SOUNDS GOOD i think we all have to remember this is a site for people that like reptiles so unless anyone has a python thats a nazi we should leave it at that


----------



## amazonian (Jan 18, 2009)

jessb said:


> But you're not a Nazi...


 
Why roll your eyes?
Are you racist against Nazis?

Just because I like to drink with members of Blood & Honour Australia, Hammerskins Aus & Combat 18, dosn't make me a bad guy lmao


----------



## jessb (Jan 18, 2009)

fatfrog said:


> SOUNDS GOOD i think we all have to remember this is a site for people that like reptiles so unless anyone has a python thats a nazi we should leave it at that


 

Well my Stimmie seems to be dedicated to the extermination of all mouse life on the Peninsula... :lol: no swastikas though.


----------



## megrim (Jan 18, 2009)

fatfrog said:


> a python thats a nazi



Impossible.


Pythons can't goosestep.


----------



## fatfrog (Jan 18, 2009)

Just a side note nazis arnt a race and if someone was one they shouldent be surprised that most people dont like them and there are stereotypes that some people might be confusing with racism if your brought up with a stereotype of asians being smart at math then your going to think that when you grow up but its up to the parents to teach there kid the right thing and in my experience they are


----------



## Australis (Jan 18, 2009)

megrim said:


> I don't buy that for a second. Iceland was developmentally still in the middle ages up until early last century.
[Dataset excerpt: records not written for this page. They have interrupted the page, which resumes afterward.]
Issue #1509, opened 2015-10-12
Update the copyright year


paladox:
Please update the copyright year that is displayed on the about window please.

Also move the check for update and move it about the about menu. since about should be at the bottom of the menu and check for update should be in the middle.

TingPing:
The updater is an external plugin and has no control over the about window.

paladox:
I mean move it up places in the menu, keep it in the current menu but move its position so check update is above about.

paladox:
Sorry didn't read your comment correctly, I see you know what I mean thanks.

trishnaguha:
I would like to work on this issue. How to run the local instance of hexchat?
Thanks!

TingPing:
> How to run the local instance of hexchat?

As in you built it on linux? `./src/fe-gtk/hexchat` or just install it.

trishnaguha:
@TingPing Yes I am on fedora.

trishnaguha:
I am unable to find the check for update option in hexchat and does about menu here refer to about window?

paladox:
Thanks.

trishnaguha:
I have found the file for "Check for updates" https://github.com/hexchat/hexchat/blob/master/plugins/upd/upd.c
But I am not able to find this option "Check for updates"  on my irc client hexchat on linux. 
Thanks

TingPing:
@trishnaguha The updater is windows only, on linux thats up to your distro ofc.

trishnaguha:
@TingPing okay thanks

PR #1528, opened 2015-10-28
Copyright year updated

trishnaguha:
I have updated the copyright year according to the issue https://github.com/hexchat/hexchat/issues/1509


paladox:
Thanks.

Arnavion:
It's not really necessary... and if you really want it to be up-to-date for aesthetic reasons then wait another 2 months.

TingPing:
Also bviktor isn't really a part of the project any more. Not sure what value the copyright in the about page even has, there are probably over 100 people with copyright over part of the project.

PR #1531, opened 2015-11-01
Update translations

zygimantus:


TingPing:
All translations are handled on Transifex: https://www.transifex.com/hexchat/hexchat/

PR #1532, opened 2015-11-01
Get rid of scratch buffer in xtext entirely

mniip:
`gtk_xtext_strip_color` already supports allocation of a temporary buffer, why not use that?

On the downside, now the line length is unlimited, so this can lead to issues with scripts printing very large things. For example  `url_check_word` takes a few seconds on 5k of data.


TingPing:
Not a fan of allocating an immediately freeing just to get the length everywhere.

mniip:
Could make a function that does that, separately, then.

PR #1549, opened 2015-11-20
Correctly check SSL_get_verify_result()

jakkdu:
According to OpenSSL document (https://www.openssl.org/docs/manmaster/ssl/SSL_get_verify_result.html),
when using SSL_get_verify_result(), the existence of certificate
needs to be checked. However, in current code, it does not.
Therefore, certificate existence check is required for correctly
handling the exception.

### DIFF
--- a/src/common/server.c
+++ b/src/common/server.c
@@ -570,8 +570,6 @@ ssl_do_connect (server * serv)
 		} else
 		{
 			g_snprintf (buf, sizeof (buf), " * No Certificate");
-			EMIT_SIGNAL (XP_TE_SSLMESSAGE, serv->server_session, buf, NULL, NULL,
-							 NULL, 0);
 			goto conn_fail;
 		}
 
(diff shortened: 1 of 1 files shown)


TingPing:
Looks like you need to set an error message in `buf`.

jakkdu:
It seems better to use existing code with better error handling.

src/common/server.c
```diff
@@ -572,6 +572,7 @@ ssl_do_connect (server * serv)
 			g_snprintf (buf, sizeof (buf), " * No Certificate");
 			EMIT_SIGNAL (XP_TE_SSLMESSAGE, serv->server_session, buf, NULL, NULL,
```
TingPing: Probably should remove this print then to avoid duplicate messages, also reform the above to fit in.

jakkdu:
Yes. I removed previous error message printing.

Issue #702, opened 2013-08-02
Clicking URL doesn't always fire browser


deckblad:
I must often click URLs multiple times before a callout to a browser is made.  I've heard of this issue happening with other people too.

Win7 x64 w/ HexChat x64 v2.9.5

Issue #363, opened 2013-01-06
URLs not loading all the time when gui_url_mod is 0


AlannahDaw:
Sometimes when left clicking an URL it does not load, even though gui_url_mod is set to 0. 

I thought it might have just been something that only I experienced, but today I heard more anecdotal evidence that it doesn't always work for others.

Steps to reproduce:
/set gui_url_mod 0
Click lots of links until one fails.

MightyPork:
It is not a bug [explains how it's broken and a possible workaround]

really? Why not admit it's a bug at least?

PR #1581, opened 2016-01-07
Fix pixel-perfect clicks to open links in chat

### LINKED ISSUE #1414: Clicking a link very frequently fails
Seems like at least 50% of the time, clicking a link in a channel does nothing at all.  Mostly I have to resort to right-clicking and choosing "Open Link in Browser" to get it to work.  There doesn't seem to be any rhyme or reason to which ones work and which don't, either.

This is v.2.10.2 portable on Win7.

xPaw:
Emit word_click even as long as user is not selecting any text when releasing button

This fixes #1414, #363, #702.

@TingPing tested this change and he said it works as expected.

### DIFF
--- a/src/fe-gtk/xtext.c
+++ b/src/fe-gtk/xtext.c
@@ -113,6 +113,7 @@ char *nocasestrstr (const char *text, const char *tofind);	/* util.c */
 int xtext_get_stamp_str (time_t, char **);
 static void gtk_xtext_render_page (GtkXText * xtext);
 static void gtk_xtext_calc_lines (xtext_buffer *buf, int);
+static gboolean gtk_xtext_is_selecting (GtkXText *xtext);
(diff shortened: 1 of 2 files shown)


Arnavion:
The `while (ent)` can apparently become an infinite loop. Happened to me on the first link I clicked to test this.

TingPing:
`ent == buf->last_ent_end` should probably break?

xPaw:
My bad, should be fixed now.

TingPing:
@xPaw Might as well just use a for loop.

Arnavion:
```
<TingPing> Arnavion, selecting and lifting on a url does open here
<Arnavion> Because his for-loop version is wrong
<Arnavion> It moves the == end check to the precondition of each loop iteration instead of post
```

Arnavion:
Pushed fixed version as 971e5cf . Thanks.

PR #1598, opened 2016-01-30
Update travis badge image link

paladox:


TingPing:
Why? Is img.shields.io just down?

paladox:
Not sure but it is happening to others https://github.com/badges/shields/issues/640

PR #1618, opened 2016-02-23
SSLv23_client_method() is deprecated -> TLS

basisbit:
SSLv23_client_method() is deprecated. Use TLS_client_method (support TLSv1.2, TLSv1.1 and TLSv1) instead. see https://www.openssl.org/docs/manmaster/ssl/SSL_CTX_new.html


basisbit:
update to OpenSSL 1.1 and it will work.

basisbit:
never mind... OpenSSL documentation is ahead of current state of actual published stable OpenSSL versions. Reapply this after switching to OpenSSL 1.1

PR #1631, opened 2016-03-13
PR 1320

Arnavion:


vgturtle127:
@Arnavion @pstratem So what does this do? The title isn't very informative and the code changes are a little confusing.

This obviously affects the calculation of the lag, but what does that fix in itself?

Also, does timeout have to occur only when the lag is bad? It also occurs after long periods of inactivity, doesn't it?

Arnavion:
I've added the link to original discussion.

vgturtle127:
@Arnavion OK, thanks. I didn't know about the link, sorry.

PR #16292, opened 2023-01-20
Add zh-Hans and zh-Hant to Map language

SteveLz:
Add Simplified and Traditional Chinese to Map language


vshcherb:
https://taginfo.openstreetmap.org/keys/name:zh-Hant
https://taginfo.openstreetmap.org/keys/name:zh-Hans

vshcherb:
Even though strings are present but they are unlikely to be used... https://github.com/osmandapp/OsmAnd/blob/master/OsmAnd/res/values/strings.xml#L3512

lang_zh_hans will be searched but not found

PR #16296, opened 2023-01-20
Fix 15559 turn indication

Dima-1:


Chumva:
Should already be fixed [here](https://github.com/osmandapp/OsmAnd/pull/17354)

PR #16355, opened 2023-01-30
Added new strings to match app name with app store name

dmpr0:


vshcherb:
Probably shouldn't be in generic strings.xml file and shouldn't be copypasted in all languages.

dmpr0:
> Probably shouldn't be in generic strings.xml file and shouldn't be copypasted in all languages.

Probably all this long descriptions https://github.com/osmandapp/OsmAnd/blob/appstore_name/OsmAnd/res/values/strings.xml/#L3829, should be moved in generic file too?

vshcherb:
Main question if we want contributors to translate or we want to have manual edition, I think once it's translated it should be moved to separate file too. So it's separated Marketing / Functional / no_translate.xml

sonora:
How about we leave these key strings in _strings.xml_ where they are crowd-visible and for good translations, but for actual use we use "controlled values":
- the ones we actually use in production
- which we copy to no_translate
- and periodically review in a controlled fashion to see if there have been decisive changes (in e.g. specific translations).

If you want an update to to our English strings, I offer make suggestions or reviews, just let me know what you think should be included as message.

PR #16500, opened 2023-02-20
Fixed 1585

Corwin-Kh:


OsmAnd/build-common.gradle
```diff
@@ -3,12 +3,12 @@ task printc {
 }
 
 android {
-	compileSdkVersion 31
+	compileSdkVersion 33
 	buildToolsVersion "30.0.3"
 	// compileNdkVersion "android-ndk-r17b"
 
 	defaultConfig {
-		targetSdkVersion 31
```
vshcherb, line 11: ? I don't think we planned or we are ready to update to 33?

Corwin-Kh: per-app feature works only for 33+ api. in general, it would be good to smoke-test all application prior to updating, but there should be no problems

PR #16519, opened 2023-02-22
Fix_16453

Chumva:


alex-osm:
We already have implemented cancellation feature in the import/export classes backend. There is no reason to operate with AsyncTask(s) directly. Moreover - forced interruption of AsyncTask is bad practice and should not be used.

Issue #16315, opened 2023-01-24
Too many recalculations of route


Spielmops:
Version 4.2.7:
Previously, when I couldn't follow a route further and had to deviate, I'd got a short silence, then "You're deviating from route," then silence, then "Route recalculated, distance, etc." in the driving direction. The app often tried to guide me back, but without an announcement.

Now with version 4.3.5, the app announces this after 120 meters: "Route recalculated, distance..." etc. always one after the other, often so fast that the announcement is no longer complete. And again and again... Totally annoying. And the navigation always just wants to go back to the old route. And this continues until the app finds a new route which is shorter than the previous one.

My wish: an announcement "You have deviated from the route for ... meters", then the route will be recalculated as quickly as possible and in the direction of travel!

Spielmops

Zirochkabila:
@Spielmops 
Please clarify:
1. The device you use, OS version
2. Route, start and finish coordinates 
3. The presence of traffic restrictions
4. A short video and screenshots where we could see the error
5. Logcat file: Menu > Help > Send logcat log

Spielmops:
1. Cubot Max, LineageOS 14, Samsung S9+, LineageOS 18, Samsung Tab S6 Lite, LineageOS 19
2. independant of rout start and stop
3. no restrictions
4. I'm driving, so no video
5. Logcat of which device?

If I tell you something about a difference, why do you need any info about device, OS, route start or stop and so on? 

The difference is: it has been OK, it is with the new Osmand-Version not OK any more.

If you need more, then forget it and close this issue ...

Spielmops

vshcherb:
Recorded GPX track is needed at least part of it and a destination point, so we could simulate navigation part and  test it.

vshcherb:
> If you need more, then forget it and close this issue ...

The issue could be fixed only if it's reproducible and navigation issues are mostly location specific, so if you would like to get it fixed we need more details. If you want us to be notified of possible bug, then you can close the issue.

Spielmops:
https://hartmut.homelinux.org/Downloads/2023-01-21_11-41_Sat.gpx
gpx is not accepted here ...

The destination point is, where the track ends. The app wanted me to use the motorway A27 up to Walsroder Dreieck and then A7 back to Dorfmark.

Spielmops

That is not the only track ...

sonora:
The issue description sounds a bit like my observation here https://github.com/osmandapp/OsmAnd/issues/14466#issuecomment-1356832126.

[...]

PR #16548, opened 2023-02-27
Fix route recalculation

Dima-1:


sonora:
Possible that this also fixes https://github.com/osmandapp/OsmAnd/issues/16315.

PR #16564, opened 2023-02-28
Fix_16445

sonora:


Chumva (commented):
You can use this format for similar commits - "Fix #16455", it will make access to the issue easier by clicking on #number

sonora:
Will do, Vitaliy , thank you!

I had abandoned that lately because I remember that merging a commit (or PR, can't remember) named like that may automatically close the referenced Issue (without advancing it to our correct Review etc. stage). Not sure if that was desired. But I will gladly return to this easier github name convention.

PR #16830, opened 2023-03-28
Fix #16751 Accidental change of map rotation in "North is up (fixed)"…

### LINKED ISSUE #16751: Accidental change of map rotation
I believe that changing the dead zone for initiating the manual map rotation from 30 deg to just 5 deg here https://github.com/osmandapp/OsmAnd/pull/16746 increases the risk of accidentally  changing to manual map rotation when just pinch-zooming. Manual rotation is actually a rather rare use case for the majority of users...

sonora:
… mode

### DIFF
--- a/OsmAnd/src/net/osmand/plus/views/OsmandMapTileView.java
+++ b/OsmAnd/src/net/osmand/plus/views/OsmandMapTileView.java
@@ -1621,6 +1621,7 @@ public class OsmandMapTileView implements IMapDownloaderCallback {
 
 		private static final float ANGLE_THRESHOLD = 5;
 		private static final float ANGLE_ZOOM_THRESHOLD = 15;
+		private static final float ANGLE_THRESHOLD_FIXED = 30;
 		private static final float ZOOM_THRESHOLD = 0.1f;
 		private static final float MAX_DELTA_ZOOM = 4;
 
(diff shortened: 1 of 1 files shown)


vshcherb:
This is default mode and I would say it should be the mode where angle threshold should definitely be 5 so user can freely rotate without a glitch

sonora:
Shall we perhaps amend the PR to apply for the 2D mode only?

The crux is exactly that
- "North is up" is the default mode every casual user gets (and many never intend to change it),
- and most users use OsmAnd simply like a map for orienteering purposes, expect North to be up,
- and the use case of twisting the map to view the landscape under a certain angle is comparatively rare, and possibly mostly needed in the 3D mode?

In addition,
- accidental map rotation can go unnoticed,
- or if noticed, some "normal" users are not aware how to reset it,
- or get tired of having to manually reset the orientation after many zoom operations.

I am really convinced by the feedback we see in issues, I get in person, and my own personal use last week that we have a cause for action here.

vshcherb:
This what need to be precisely tested first

Map gestures sensitivity in north up fixed:
- Rotating - 5 degrees
- Zooming - 0.15z
- Zooming & Rotating - 15 degrees, zoom > 0.3, 30 degrees zoom > 2

vshcherb:
Second we could speak about the sensitivity numbers but need to be precise

vshcherb:
Btw we re still fixing to have exact constants in the code, so please don't hurry with code

vshcherb:
Btw we re still fixing to have exact constants in the code, so please don't hurry with code, testing environment and numbers are much more important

200 odd years ago, Australia wasn't even as advanced as the European middle ages.. 
I guess the Europeans can give some thanks to the invading Romans in the same way
the Australia Aboriginals can give thanks to those settlers here 200 old years ago .

On a side note, i do like the purity policy on Icelandic domestic animals, nice horses.


----------



## m000x (Jan 18, 2009)

fatfrog said:


> I know but it was a joke do you think i would *hert *a 6 year old NO i *ment *if the guy was my age and a racist ok you dont need to bite my head off:|






fatfrog said:


> The *parants *are so *dum* there probably *junkys poping *out kids every 2 days and they ran out of names:|




________________________________________________________
I didn’t want to say anything but it is really annoying.

Don’t be an E-Thug. No one likes them. 
Stop raping this fantastic language most of us call English.


----------



## m000x (Jan 18, 2009)

fatfrog said:


> Just a side note nazis arnt a race and *if someone was one they shouldent be surprised that most people dont like them *and there are stereotypes that some people might be confusing with racism if your brought up with a stereotype of asians being smart at math then your going to think that when you grow up but its up to the parents to teach there kid the right thing and in my experience they are





Young kids were forced to join the Nazi party. There was no way out of it. My Brother-in-law’s father was a member of the Young Nazi Party, does that mean he was a racist? No. When he moved to Australia to escape that, he had to be put on a registry to say he was a member of Hitler’s Youth Party.


----------



## Australis (Jan 18, 2009)

m000x said:


> Hitler’s Youth Party.



They had some niiiice daggers  .. 
Like a politically fueled scout group really.. 
did i mention the nice daggers


----------



## Squish (Jan 19, 2009)

amazonian said:


> Hitler did ALOT of good for his country & countrymen in the beginning.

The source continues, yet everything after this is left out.